What the exercise asks. Tally the lines below that include the string "request". Reply with the total only.

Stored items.

PR #8388, opened 2021-08-24
browser(firefox): disable enterprise policies

JoelEinbinder:
References #8141
I am not sure if this is the right way to ﻿solve this issue, but I just disabled the enterprise policy code.

### DIFF
--- a/browser_patches/firefox-beta/BUILD_NUMBER
+++ b/browser_patches/firefox-beta/BUILD_NUMBER
@@ -1,2 +1,2 @@
-1280
-Changed: dgozman@gmail.com Wed Aug 18 14:34:33 PDT 2021
+1281
+Changed: joel.einbinder@gmail.com Tue 24 Aug 2021 12:02:01 PM PDT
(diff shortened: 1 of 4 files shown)


mxschmitt:
Don't forget firefox-beta.

yury-s (approved):

aslushnikov (approved):

jackyzy823:
@JoelEinbinder  since the issue #8141 still exists, can we revert this patch? since we all need group policies . see #10284

In my case i need to add self signed root certificate to test self-hosed self-signed Firefox sync service ( `ignoreHTTPSErrors` doest not work under this situation , because the request is not from HTML Pages but from Firefox  internally )

DashwoodIce9:
+1 to revert request. Folks over at #8141 have found a way forward with [`--pref='datareporting.policy.firstRunURL=""'`](https://github.com/microsoft/playwright/issues/8141#issuecomment-2008711137) and disabling enterprise policies disables a lot of customization features such loading custom certificates (#18115). Using custom certificates is necessary for my use case, so currently I have to write a script that undoes the changes made by this commit.

mxschmitt:
> +1 to revert request. Folks over at #8141 have found a way forward with [`--pref='datareporting.policy.firstRunURL=""'`](https://github.com/microsoft/playwright/issues/8141#issuecomment-2008711137) and disabling enterprise policies disables a lot of customization features such loading custom certificates (#18115). Using custom certificates is necessary for my use case, so currently I have to write a script that undoes the changes made by this commit.

Client Certificates are available natively in Playwright: https://playwright.dev/docs/api/class-testoptions#test-options-client-certificates since a few releases. Does this help?

DashwoodIce9:
Sorry, no client certificates are not what I was looking for. My use case is to add certificates to browser's trust store for server side certificate verification. This can be done via use of [Enterprise Policies feature on Firefox](https://mozilla.github.io/policy-templates/#certificates--install). Commonly used for self signed server side certificates or to test internal (to a particular organization) website whose certificates were issued by a private certificate authority.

Reply. 3